Provided data -
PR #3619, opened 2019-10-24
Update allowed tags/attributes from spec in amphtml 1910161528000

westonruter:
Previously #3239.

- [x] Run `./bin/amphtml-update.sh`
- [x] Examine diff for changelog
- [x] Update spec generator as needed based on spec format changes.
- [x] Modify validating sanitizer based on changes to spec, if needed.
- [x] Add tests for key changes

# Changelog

Exercise -
No line may be altered or left out when the data is written out.

Problem solution -
PR #3619, opened 2019-10-24
Update allowed tags/attributes from spec in amphtml 1910161528000

westonruter:
Previously #3239.

- [x] Run `./bin/amphtml-update.sh`
- [x] Examine diff for changelog
- [x] Update spec generator as needed based on spec format changes.
- [x] Modify validating sanitizer based on changes to spec, if needed.
- [x] Add tests for key changes

# Changelog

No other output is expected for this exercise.